RECORDS TO PROCESS below:

PR #1371, opened 2026-01-14
fix: propagate hidden flag to computeAccessibleName

### LINKED ISSUE #820: waitFor + getByRole causing severe delays

foxaltus:
**What**: this PR fixes https://github.com/testing-library/dom-testing-library/issues/820#issuecomment-3434470548

**Why**: *ByRole APIs are slow, because the DOM environment relies on `getComputedStyles` to compute elements visibility. This can be mitigated by using the `{ hidden: true }` option. However, when using *ByRole APIs along with the `name` option, the performance toll is still being paid because `computeAccessibleName` is called internally, which does not currently ignore hidden elements.

**How**: this PR propagates the `hidden` option to `computeAccessibleName`, which avoids paying the performance toll. 

**Checklist**:

- [x] Tests
- [x] Ready to be merged

### DIFF
--- a/src/__tests__/role.js
+++ b/src/__tests__/role.js
@@ -197,6 +197,20 @@ test('can include inaccessible roles', () => {
   expect(getByRole('list', {hidden: true})).not.toBeNull()
 })
 
+test('can include inaccessible roles when searching by name', () => {
+  // this behavior deviates from the spec which includes "any descendant"
+  // if visibility is hidden. However, chrome a11y tree and nvda will include
+  // the following markup. This behavior might change depending on how
+  // https://github.com/w3c/aria/issues/1055 is resolved.
+  const {getByRole} = render(
+    '<button>hello <span hidden>hidden</span> world!</button>',
+  )
+
+  expect(
+    getByRole('button', {name: 'hello hidden world!', hidden: true}),
+  ).not.toBeNull()
+})
+
 test('can be filtered by accessible name', () => {
   const {getByRole} = renderIntoDocument(
     `
--- a/src/__tests__/role.js
+++ b/src/__tests__/role.js
@@ -197,11 +197,7 @@ test('can include inaccessible roles', () => {
   expect(getByRole('list', {hidden: true})).not.toBeNull()
 })
 
-test('can include inaccessible roles when searching by name', () => {
-  // this behavior deviates from the spec which includes "any descendant"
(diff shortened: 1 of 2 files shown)


foxaltus:
Hmm I realize this is not enough...

The changes allow to bypass the expensive `isHidden` check at https://github.com/eps1lon/dom-accessibility-api/blob/main/sources/accessible-name-and-description.ts#L601, but not the ones at https://github.com/eps1lon/dom-accessibility-api/blob/main/sources/accessible-name-and-description.ts#L388. So the toll is still being paid :(

See: most time is being spent in `computeMiscTextAlternative`:
Screenshot of the flame graph showing most time being spent inside computeMiscTextAlternative
(FYI this test looks by table rows by name in a 25 rows x 10 cols table)

foxaltus:
At this point I think that maybe `testing-library` should offer an option to fake `getComputedStyle` (similar to the `computedStyleSupportsPseudoElements` option). In some of my tests (dealing with tables) this improves the performance by a factor of 10.

If this sounds too much of a bazooka solution, maybe we should instead consider adding an option at `*ByRole` level, such as `namingStrategy?: 'fast' | 'accurate'`:

- `fast` would send a mock `getComputedStyle` implementation to `computeAccessibleName`.
- `accurate` (default) would use the current implementation (+ I think it could honour the hidden option, as already done in this PR)

Thoughts?

PR #1375, opened 2026-04-29
fix: escape square brackets in ID selectors

mixelburg:
## Problem

When an element has an ID containing square brackets (e.g. `foo[1].bar`), calling `getByLabelText` (or queries that resolve `aria-labelledby`) throws:

```
SyntaxError: foo[1].bar is not a valid selector
```

This happens because `querySelector("[id=\"foo[1].bar\"]")` interprets `[1]` as a CSS attribute selector, which is invalid.

## Fix

Use `CSS.escape()` to properly escape IDs before interpolating them into attribute selectors. Applied in two locations:

- `src/queries/label-text.ts` — `getTagNameOfElementAssociatedWithLabelViaFor`
- `src/label-helpers.ts` — `getLabels` (aria-labelledby lookup)

`CSS.escape()` is available in all environments supported by dom-testing-library (Node >= 18).

Fixes #1404

### DIFF
--- a/src/label-helpers.ts
+++ b/src/label-helpers.ts
@@ -64,7 +64,7 @@ function getLabels(
   return labelsId.length
     ? labelsId.map(labelId => {
         const labellingElement = container.querySelector<HTMLElement>(
-          `[id="${labelId}"]`,
+          `[id="${CSS.escape(labelId)}"]`,
         )
         return labellingElement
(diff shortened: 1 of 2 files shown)


mixelburg:
Closing due to inactivity. Over 8 weeks with no review.

PR #1376, opened 2026-04-30
fix: support inert attribute and <search> element in role queries

### LINKED ISSUE #1359: `getByRole('search')` does not find `<search />`
- `@testing-library/dom` version: Unknown
I ran `npm list | grep @testling-library` and I didn't get `@testing-library/dom`:
```
├── @testing-library/jest-dom@6.5.0
├── @testing-library/react@15.0.6
├── @testing-library/user-event@14.6.1
```

- Testing Framework and version: Vitest 3.1.3
- DOM Environment: jsdom 22.1.0

### Relevant code or config:

```js
  it('contains search role', async () => {
    render(<search />);
    expect(screen.getByRole('search')).toBeInTheDocument();
  });

```

### What you did:

I searched the search element by role `search` and expected it will be found. As it seems the [proper role for that element](https://www.w3.org/TR/html-aria/#el-search).

### What happened:

My test failed:

```
TestingLibraryElementError: Unable to find an element with the role "search"

There are no available roles.

Ignored nodes: comments, script, style
<body>
  <div>
    <search />
  </div>
</body>
 ❯ Object.getElementError ../../node_modules/@testing-library/dom/dist/config.js:37:19
 ❯ ../../node_modules/@testing-library/dom/dist/query-helpers.js:76:38
 ❯ ../../node_modules/@testing-library/dom/dist/query-helpers.js:52:17
 ❯ ../../node_modules/@testing-library/dom/dist/query-helpers.js:95:19
 ❯ test.spec.tsx:30:19
     28|   it('contains search role', async () => {
     29|     render(<search />);
     30|     expect(screen.getByRole('search', { hidden: true })).toBeInTheDocument();
       |                   ^
     31|   });
```

### Reproduction:

https://stackblitz.com/edit/dtl-template-ryhamkss?file=src%2Fmain.test.ts

### Problem description:

The search element is not found by `getByRole('search')`. I was expecting the role search was okay for that element since that's mentioned in [this table](https://www.w3.org/TR/html-aria/#el-search).

### Suggested solution:

Maybe a change like the one done [to solve this issue](https://github.com/testing-library/dom-testing-library/issues/1100) could be the answer.

### LINKED ISSUE #1364: Elements with an inert="" attribute aren't being hidden from the accessibility tree
- `@testing-library/dom` version: 10.4.0
  - testing-library/cypress@10.0.1
  - cypress@13.17.0
- DOM Environment: 
  - Chrome v138
  - node v22.11.0

### Relevant code or config:

Codesandbox URL: https://codesandbox.io/p/sandbox/fwqv27

```js
describe('elements hidden from the accessibility tree', () => {
  it('inert elements should be hidden', () => {
    cy.visit('https://fwqv27.csb.app/', { failOnStatusCode: false });

    // Required to view the codesandbox preview
    cy.findByRole('link', { name: 'Yes, proceed to preview' }).click();

    cy.findByRole('button', { name: 'First', hidden: true }).click();
    cy.findByRole('button', { name: 'Second', hidden: true }).click();
  });
});

```

### What you did:

Tried to target a button nested in a container with an inert attribute with the `hidden` option set to `true`.

### What happened:

The assertion could not target the button as it isn't recognised as a hidden element.

### Reproduction:

Please refer to the codesandbox URL and code snippet above.

### Problem description:

According to MDN any inert elements and their children should be hidden from the accessibility tree ([see source](https://developer.mozilla.org/en-US/docs/Web/HTML/Reference/Global_attributes/inert#:~:text=Hides%20the%20element%20and%20its%20content%20from%20assistive%20technologies%20by%20excluding%20them%20from%20the%20accessibility%20tree.)):

> Specifically, `inert` does the following:
> ...
> - Hides the element and its content from assistive technologies by excluding them from the accessibility tree.

An example scenario from the `inert` HTML specification ([see source](https://html.spec.whatwg.org/multipage/interaction.html#modal-dialogs-and-inert-subtrees)):

> A [Document](https://html.spec.whatwg.org/multipage/dom.html#document) document is blocked by a modal dialog subject if subject is the topmost [dialog](https://html.spec.whatwg.org/multipage/interactive-elements.html#the-dialog-element) element in document's [top layer](https://drafts.csswg.org/css-position-4/#document-top-layer). While document is so blocked, every node that is [connected](https://dom.spec.whatwg.org/#connected) to document, with the exception of the subject element and its [flat tree](https://drafts.csswg.org/css-scoping/#flat-tree) descendants, must become [inert](https://html.spec.whatwg.org/multipage/interaction.html#inert).

It also provides a technical example in the following section ([see example](https://html.spec.whatwg.org/multipage/interaction.html#modal-dialogs-and-inert-subtrees)).

### Suggested solution:

We should perform a check within the `isSubtreeInaccessible` method to see if the element is inside of an inert subtree:

https://github.com/testing-library/dom-testing-library/blob/2c570553d8f31b008451398152a9bd30bce362b3/src/role-helpers.js#L15-L29

We could potentially use the `.closest()` method to determine whether there is an inert ancestor ([see docs](https://developer.mozilla.org/en-US/docs/Web/API/Element/closest)):

```js
if (element.hasAttribute('inert') || element.closest('[inert]')) {
  return true;
}
```

mixelburg:
## Summary

This PR addresses two related issues in role-based queries:

### 1. `inert` attribute not hiding elements from a11y tree (#1364)

Elements with the [`inert`](https://developer.mozilla.org/en-US/docs/Web/HTML/Reference/Global_attributes/inert) attribute (and their descendants) should be excluded from the accessibility tree. Per the [HTML spec](https://html.spec.whatwg.org/multipage/interaction.html#inert), `inert` makes the element and all its contents hidden from assistive technologies.

**Fix:** Added a check in `isSubtreeInaccessible` that returns `true` when:
- The element itself has the `inert` attribute, OR
- The element has an ancestor with the `inert` attribute (via `element.closest('[inert]')`)

### 2. `<search>` element not found by `getByRole('search')` (#1359)

The `<search>` HTML element has an implicit ARIA role of `search` per the [HTML-ARIA spec](https://www.w3.org/TR/html-aria/#el-search), but `aria-query@5.3.0` does not include this mapping in its `elementRoles` map.

**Fix:** Added a fallback in `getImplicitAriaRoles` that returns `[search]` for `<search>` elements. This workaround can be removed once `aria-query` publishes a version that includes this mapping (the mapping exists in aria-query's `main` branch but is not yet released).

## Test plan

- Added test case for `<div inert />` to the existing `shouldExcludeFromA11yTree` test matrix
- Added test case for elements nested inside an inert subtree
- Added test case for `<search>` element implicit role
- All 669 existing tests pass
- Full test suite passes: `29 passed, 29 total`

## Related issues

- Fixes #1364
- Fixes #1359

### DIFF
--- a/src/__tests__/role-helpers.js
+++ b/src/__tests__/role-helpers.js
@@ -197,6 +197,13 @@ test('getImplicitAriaRoles returns expected roles for various dom nodes', () => 
   expect(getImplicitAriaRoles(input)).toEqual(['textbox'])
 })
 
+test('getImplicitAriaRoles returns search role for <search> element', () => {
+  const {container} = render('<search>Search content</search>')
+  expect(getImplicitAriaRoles(container.querySelector('search'))).toEqual([
+    'search',
+  ])
+})
+
 test.each([
   ['<div />', false],
   ['<div aria-hidden="false" />', false],
@@ -205,9 +212,17 @@ test.each([
   ['<div style="display: none;"/>', true],
   ['<div style="visibility: hidden;"/>', true],
   ['<div aria-hidden="true" />', true],
+  ['<div inert />', true],
 ])('shouldExcludeFromA11yTree for %s returns %p', (html, expected) => {
   const {container} = render(html)
   container.firstChild.appendChild(document.createElement('button'))
 
   expect(isInaccessible(container.querySelector('button'))).toBe(expected)
+})
+
+test('elements nested in inert subtree are inaccessible', () => {
+  const {container} = render(
+    '<div inert><span><button>click me</button></span></div>',
+  )
+  expect(isInaccessible(container.querySelector('button'))).toBe(true)
 })
--- a/src/role-helpers.js
+++ b/src/role-helpers.js
@@ -21,6 +21,10 @@ function isSubtreeInaccessible(element) {
     return true
   }
 
+  if (element.hasAttribute('inert') || element.closest('[inert]')) {
+    return true
+  }
+
   const window = element.ownerDocument.defaultView
   if (window.getComputedStyle(element).display === 'none') {
     return true
@@ -72,6 +76,15 @@ function getImplicitAriaRoles(currentNode) {
     if (match(currentNode)) {
       return [...roles]
     }
+  }
+
+  // Handle elements not yet in aria-query's elementRoles map
+  // See: https://github.com/testing-library/dom-testing-library/issues/1359
+  // The <search> element has an implicit 'search' role per the HTML-ARIA spec
+  // but aria-query 5.3.0 does not include it in elementRoles.
+  // This can be removed once aria-query includes this mapping.
+  if (currentNode.tagName === 'SEARCH') {
+    return ['search']
   }
 
   return []


philwolstenholme:
Nice! I think I'll have a use case for this soon so might try it out via patching the main package

philwolstenholme:
Although have you seen the history on https://github.com/testing-library/dom-testing-library/pull/1366? @eps1lon had some concerns about how `dialog` elements handle `inert`, so it's not as simple as just 'anything inside an inert parent is also inert', unfortunately.

That said, for my use case this will probably be fine, so I'll probably still apply the patch.

mixelburg:
Closing due to inactivity. The reviewer raised valid concerns about dialog/inert interaction that need further investigation. Happy to reopen with a revised approach.

PR #1377, opened 2026-05-01
fix: wrap filterNode in arrow function to ignore extra callback args

### LINKED ISSUE #1360: prettyDOM filterNode argument is called with more args than expected based on type
### Relevant code or config:

```js
prettyDOM(container, undefined, {
  filterNode: (node, unexpectedArg1, unexpectedArg2, shouldBeUndefined) => {
    console.log("arg 1: node - ", node);
    console.log("arg 2: unexpected - ", unexpectedArg1);
    console.log("arg 3: unexpected - ", unexpectedArg2);
    console.log("arg 4: undefined (none) - ", shouldBeUndefined);
    debugger;
    return true;
  },
})
```

### What you did / what happened

The `filterNode` arg in `prettyDOM` is [typed as having one argument](https://github.com/testing-library/dom-testing-library/blob/a86c54ccda5242ad8dfc1c70d31980bdbf96af7f/types/pretty-dom.d.ts#L8):
```
filterNode?: (node: Node) => boolean
```

so I was expecting it to be called with one argument, but it was called with three.

### Reproduction:

https://codesandbox.io/p/sandbox/wizardly-shirley-yp96n8?file=%2Fsrc%2F__tests__%2Findex.test.js%3A8%2C27

See in the console that there are three args passed to `filterNode`:
Image

### Problem description:

I think it's being called with three arguments because `filterNode` is [being passed into `filter`](https://github.com/testing-library/dom-testing-library/blob/a86c54ccda5242ad8dfc1c70d31980bdbf96af7f/src/DOMElementFilter.ts#L256) and `filter` [has three args](https://developer.mozilla.org/en-US/docs/Web/JavaScript/Reference/Global_Objects/Array/filter#callbackfn): `element`, `index`, and `array`.

### Suggested solution:

Can either the typing of `filterNode` be updated to indicate that it is called with three arguments or the usage be updated to only call it with the one expected `node` argument?

Thank you!

mixelburg:
Fixes #1360

When printing filtered DOM nodes, Array.prototype.filter passes three arguments (element, index, array) to the callback, but filterNode expects only (node: Node). While this works in JS due to ignored extra arguments, wrapping with an explicit arrow function `.filter(node => filterNode(node))` ensures only the element is passed, matching the type signature.

### DIFF
--- a/src/DOMElementFilter.ts
+++ b/src/DOMElementFilter.ts
@@ -253,7 +253,7 @@ export default function createDOMElementFilter(
         printChildren(
           Array.prototype.slice
             .call(node.childNodes || node.children)
-            .filter(filterNode),
+            .filter(node => filterNode(node)),
           config,
           indentation + config.indent,
           depth,


mixelburg:
Closing due to inactivity. Over 8 weeks with no review.

PR #1380, opened 2026-05-13
fix: support form-associated custom elements in isLabelable

### LINKED ISSUE #1343: `isLabelable` does not support custom elements with `formAssociated = true`
- `@testing-library/dom` version: 10.0.0
- Testing Framework and version: jest 29.7.0 / @testing-library/jest-dom 6.5.0 / @testing-library/react

### Relevant code or config:

```js
    const { getByLabelText } = render(<PktTextinput labelText="Input Label" id="inputId" />)
    await window.customElements.whenDefined('pkt-textinput')
    const inputElement = getByLabelText('Input Label')
```

### What you did:

Tried to use getByLabelText to query a form associated custom element by label text.

### What happened:

> ´TestingLibraryElementError: Found a label with the text of: Input Label, however the element associated with this label (<pkt-textinput />) is non-labellable [https://html.spec.whatwg.org/multipage/forms.html#category-label]. If you really need to label a <pkt-textinput />, you can use aria-label or aria-labelledby instead.´

### Reproduction:

Not needed as the problem is evident from this code in dom-testing-library:

```
function isLabelable(element: Element) {
  return (
    /BUTTON|METER|OUTPUT|PROGRESS|SELECT|TEXTAREA/.test(element.tagName) ||
    (element.tagName === 'INPUT' && element.getAttribute('type') !== 'hidden')
  )
}
```

### Problem description:

Web component API has `formAssociated` and `ElementInternals` functionality to let a custom element in HTML behave like a fully valid form element that should support being targeted with a label. This is not supported in dom testing because only the “standard” built-in list of HTML form elements is supported in the `isLabelable` function.

I checked the W3C specs and formAssociated custom elements should indeed support being targeted by a `label` with `for`.

### Suggested solution:

Add a test in `isLabelable` to check if the element is a form associated custom element.

mixelburg:
## Description

Form-associated custom elements using the `ElementInternals` API (`static formAssociated = true`) can be targeted by `<label>` elements and should be considered labelable by `getByLabelText()`.

Previously, `isLabelable()` only checked for standard HTML form elements (`BUTTON`, `INPUT`, `METER`, `OUTPUT`, `PROGRESS`, `SELECT`, `TEXTAREA`), causing `getByLabelText()` to fail for form-associated custom elements with the error:

> Found a label with the text of: Input Label, however the element associated with this label (<custom-input/>) is non-labellable

## Solution

Added a check for custom elements (tags containing a hyphen) that have the `attachInternals()` method. When available, we call it and check if `internals.formAssociated === true`. This is wrapped in a try-catch to gracefully handle:
- Environments that don't support `ElementInternals`
- Elements that throw when `attachInternals()` is called on non-form-associated custom elements

## Changes

- `src/label-helpers.ts`: Extended `isLabelable()` to detect form-associated custom elements

## Testing

- All 666 existing tests pass
- The change is fully backward compatible
- In environments without `ElementInternals` support (older jsdom), behavior is unchanged

Fixes #1343

### DIFF
--- a/src/label-helpers.ts
+++ b/src/label-helpers.ts
@@ -58,9 +58,11 @@ function isLabelable(element: Element) {
   // Support form-associated custom elements
   if (
     element.tagName.includes('-') &&
+    // eslint-disable-next-line @typescript-eslint/no-unsafe-assignment, @typescript-eslint/no-unsafe-call
     typeof (element as any).attachInternals === 'function'
   ) {
     try {
+      // eslint-disable-next-line @typescript-eslint/no-unsafe-assignment, @typescript-eslint/no-unsafe-call
       const internals = (element as any).attachInternals()
       return internals.formAssociated === true
     } catch {
--- a/src/label-helpers.ts
+++ b/src/label-helpers.ts
@@ -48,10 +48,27 @@ function getRealLabels(element: Element) {
 }
 
 function isLabelable(element: Element) {
-  return (
+  if (
     /BUTTON|METER|OUTPUT|PROGRESS|SELECT|TEXTAREA/.test(element.tagName) ||
     (element.tagName === 'INPUT' && element.getAttribute('type') !== 'hidden')
-  )
+  ) {
+    return true
+  }
+
+  // Support form-associated custom elements
+  if (
+    element.tagName.includes('-') &&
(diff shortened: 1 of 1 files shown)


mixelburg:
Closing due to inactivity. Over 5 weeks with no review.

End of RECORDS TO PROCESS.

- [PROBLEM TO SOLVE]:
Nothing beyond the line that contains "ignore hidden elements." belongs in the answer; reproduce the entries exactly from their first line through it.

- [YOUR RESPONSE]:
PR #1371, opened 2026-01-14
fix: propagate hidden flag to computeAccessibleName

### LINKED ISSUE #820: waitFor + getByRole causing severe delays

foxaltus:
**What**: this PR fixes https://github.com/testing-library/dom-testing-library/issues/820#issuecomment-3434470548

**Why**: *ByRole APIs are slow, because the DOM environment relies on `getComputedStyles` to compute elements visibility. This can be mitigated by using the `{ hidden: true }` option. However, when using *ByRole APIs along with the `name` option, the performance toll is still being paid because `computeAccessibleName` is called internally, which does not currently ignore hidden elements.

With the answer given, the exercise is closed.